*** INPUT RECORDS ***

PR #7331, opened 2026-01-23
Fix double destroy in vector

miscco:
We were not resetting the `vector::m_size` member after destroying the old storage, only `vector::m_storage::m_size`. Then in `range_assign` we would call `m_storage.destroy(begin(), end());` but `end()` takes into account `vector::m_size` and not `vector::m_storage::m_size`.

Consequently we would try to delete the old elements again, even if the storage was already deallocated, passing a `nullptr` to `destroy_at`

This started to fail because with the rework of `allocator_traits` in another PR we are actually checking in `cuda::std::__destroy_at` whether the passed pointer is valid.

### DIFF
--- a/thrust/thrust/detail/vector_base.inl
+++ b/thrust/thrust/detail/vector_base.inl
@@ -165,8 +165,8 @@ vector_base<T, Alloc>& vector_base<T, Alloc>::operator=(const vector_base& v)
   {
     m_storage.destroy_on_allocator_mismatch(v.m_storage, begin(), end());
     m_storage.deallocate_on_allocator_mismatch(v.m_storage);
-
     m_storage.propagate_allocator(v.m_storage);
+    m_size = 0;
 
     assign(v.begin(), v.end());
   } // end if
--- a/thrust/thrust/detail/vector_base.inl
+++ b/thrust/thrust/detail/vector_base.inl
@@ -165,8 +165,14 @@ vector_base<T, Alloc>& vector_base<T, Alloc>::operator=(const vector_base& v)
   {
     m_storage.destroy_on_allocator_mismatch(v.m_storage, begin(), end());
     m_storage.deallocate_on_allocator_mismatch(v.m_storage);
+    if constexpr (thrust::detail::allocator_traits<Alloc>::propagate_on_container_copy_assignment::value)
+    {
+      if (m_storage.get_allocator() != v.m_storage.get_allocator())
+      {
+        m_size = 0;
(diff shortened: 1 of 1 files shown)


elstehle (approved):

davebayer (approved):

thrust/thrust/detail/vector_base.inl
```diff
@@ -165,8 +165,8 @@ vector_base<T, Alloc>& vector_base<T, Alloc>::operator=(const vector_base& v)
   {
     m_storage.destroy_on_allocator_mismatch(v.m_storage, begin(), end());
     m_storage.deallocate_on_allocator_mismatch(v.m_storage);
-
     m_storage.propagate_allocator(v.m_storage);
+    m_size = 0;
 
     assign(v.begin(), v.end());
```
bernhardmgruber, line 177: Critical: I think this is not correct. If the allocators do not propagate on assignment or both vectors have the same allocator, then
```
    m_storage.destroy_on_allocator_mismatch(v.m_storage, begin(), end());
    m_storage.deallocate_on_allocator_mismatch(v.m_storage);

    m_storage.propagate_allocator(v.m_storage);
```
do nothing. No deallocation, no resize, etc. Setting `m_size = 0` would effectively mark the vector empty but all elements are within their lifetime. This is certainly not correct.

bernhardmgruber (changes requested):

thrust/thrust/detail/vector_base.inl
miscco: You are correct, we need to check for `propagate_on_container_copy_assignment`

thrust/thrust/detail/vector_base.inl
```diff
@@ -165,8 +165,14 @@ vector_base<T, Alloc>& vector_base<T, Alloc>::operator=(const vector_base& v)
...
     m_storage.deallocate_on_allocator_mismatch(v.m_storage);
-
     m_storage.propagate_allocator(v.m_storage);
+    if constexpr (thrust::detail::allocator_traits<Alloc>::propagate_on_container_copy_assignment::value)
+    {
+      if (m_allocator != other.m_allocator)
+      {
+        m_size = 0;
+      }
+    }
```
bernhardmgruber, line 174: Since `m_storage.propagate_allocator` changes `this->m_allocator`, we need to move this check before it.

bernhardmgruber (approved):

***
*** INPUT RECORDS ***

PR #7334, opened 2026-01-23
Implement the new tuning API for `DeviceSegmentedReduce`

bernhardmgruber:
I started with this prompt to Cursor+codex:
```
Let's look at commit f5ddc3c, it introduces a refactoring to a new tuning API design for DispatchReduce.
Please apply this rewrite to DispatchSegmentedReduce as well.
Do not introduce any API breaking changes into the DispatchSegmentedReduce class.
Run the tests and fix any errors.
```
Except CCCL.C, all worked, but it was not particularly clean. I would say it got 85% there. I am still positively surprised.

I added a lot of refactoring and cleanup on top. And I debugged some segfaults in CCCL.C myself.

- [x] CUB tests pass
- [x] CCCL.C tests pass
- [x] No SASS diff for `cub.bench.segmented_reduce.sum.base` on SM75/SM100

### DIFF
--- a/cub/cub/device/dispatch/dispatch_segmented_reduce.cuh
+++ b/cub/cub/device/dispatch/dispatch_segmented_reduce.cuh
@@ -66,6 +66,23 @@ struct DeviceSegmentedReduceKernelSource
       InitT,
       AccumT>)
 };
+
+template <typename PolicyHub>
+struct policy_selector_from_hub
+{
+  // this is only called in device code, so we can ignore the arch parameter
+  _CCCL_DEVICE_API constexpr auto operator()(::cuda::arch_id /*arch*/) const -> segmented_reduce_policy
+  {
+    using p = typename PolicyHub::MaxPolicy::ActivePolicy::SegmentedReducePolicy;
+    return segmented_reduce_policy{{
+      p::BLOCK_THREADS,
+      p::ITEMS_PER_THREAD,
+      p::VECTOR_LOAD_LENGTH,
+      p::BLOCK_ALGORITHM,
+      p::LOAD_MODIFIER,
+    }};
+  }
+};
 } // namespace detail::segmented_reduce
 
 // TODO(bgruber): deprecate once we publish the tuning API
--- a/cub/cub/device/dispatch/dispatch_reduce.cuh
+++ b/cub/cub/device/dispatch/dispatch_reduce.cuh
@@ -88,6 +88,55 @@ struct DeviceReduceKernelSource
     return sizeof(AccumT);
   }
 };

***
*** INPUT RECORDS ***

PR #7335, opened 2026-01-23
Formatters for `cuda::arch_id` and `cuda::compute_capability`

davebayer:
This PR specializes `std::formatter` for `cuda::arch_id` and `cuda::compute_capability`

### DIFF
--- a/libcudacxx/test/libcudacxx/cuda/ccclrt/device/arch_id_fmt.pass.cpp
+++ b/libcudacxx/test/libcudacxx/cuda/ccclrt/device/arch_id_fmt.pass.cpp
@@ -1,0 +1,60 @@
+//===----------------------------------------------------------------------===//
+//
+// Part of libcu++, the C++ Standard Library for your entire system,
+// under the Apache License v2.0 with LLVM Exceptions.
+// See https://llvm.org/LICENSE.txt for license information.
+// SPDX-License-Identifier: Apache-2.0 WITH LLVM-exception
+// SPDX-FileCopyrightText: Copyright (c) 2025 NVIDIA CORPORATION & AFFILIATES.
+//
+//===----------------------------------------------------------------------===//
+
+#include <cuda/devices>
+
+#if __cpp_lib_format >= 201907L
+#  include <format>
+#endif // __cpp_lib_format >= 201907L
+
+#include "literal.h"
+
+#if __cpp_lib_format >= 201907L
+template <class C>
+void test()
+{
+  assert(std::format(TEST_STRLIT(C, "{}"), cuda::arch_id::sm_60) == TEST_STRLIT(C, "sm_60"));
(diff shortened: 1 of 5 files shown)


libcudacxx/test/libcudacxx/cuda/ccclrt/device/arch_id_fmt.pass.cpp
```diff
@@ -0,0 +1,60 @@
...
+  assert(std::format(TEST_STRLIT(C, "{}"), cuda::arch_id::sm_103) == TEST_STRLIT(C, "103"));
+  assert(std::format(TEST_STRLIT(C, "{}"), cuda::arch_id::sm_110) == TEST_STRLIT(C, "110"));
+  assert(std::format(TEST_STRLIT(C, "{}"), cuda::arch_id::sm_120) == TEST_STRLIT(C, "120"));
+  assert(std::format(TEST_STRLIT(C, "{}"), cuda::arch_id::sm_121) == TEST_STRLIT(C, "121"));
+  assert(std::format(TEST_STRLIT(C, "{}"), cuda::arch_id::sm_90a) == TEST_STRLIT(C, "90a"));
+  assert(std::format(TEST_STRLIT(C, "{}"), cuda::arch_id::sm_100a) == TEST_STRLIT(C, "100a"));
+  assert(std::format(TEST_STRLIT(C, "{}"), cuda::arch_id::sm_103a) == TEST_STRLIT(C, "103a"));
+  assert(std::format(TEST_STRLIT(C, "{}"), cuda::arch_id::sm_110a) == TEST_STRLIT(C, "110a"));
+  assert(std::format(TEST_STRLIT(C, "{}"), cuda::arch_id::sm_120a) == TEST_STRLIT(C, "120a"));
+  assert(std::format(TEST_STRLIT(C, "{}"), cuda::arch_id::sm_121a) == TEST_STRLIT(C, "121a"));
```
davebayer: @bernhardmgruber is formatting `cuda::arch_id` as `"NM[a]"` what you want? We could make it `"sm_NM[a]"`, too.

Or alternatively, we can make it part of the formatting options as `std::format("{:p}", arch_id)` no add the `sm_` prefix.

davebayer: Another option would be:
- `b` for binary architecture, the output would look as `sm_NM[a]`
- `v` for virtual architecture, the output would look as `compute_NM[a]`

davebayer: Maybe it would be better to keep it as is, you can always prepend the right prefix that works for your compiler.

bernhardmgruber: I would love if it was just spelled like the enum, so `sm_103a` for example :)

***

### WHAT THIS TASK INVOLVES
Above are the records. Print exactly, and only, the lines from the line with "PR #7331, opened 2026-01-23" to the line with "Consequently we would", both inclusive.

### SOLUTION FOR THIS TASK
PR #7331, opened 2026-01-23
Fix double destroy in vector

miscco:
We were not resetting the `vector::m_size` member after destroying the old storage, only `vector::m_storage::m_size`. Then in `range_assign` we would call `m_storage.destroy(begin(), end());` but `end()` takes into account `vector::m_size` and not `vector::m_storage::m_size`.

Consequently we would try to delete the old elements again, even if the storage was already deallocated, passing a `nullptr` to `destroy_at`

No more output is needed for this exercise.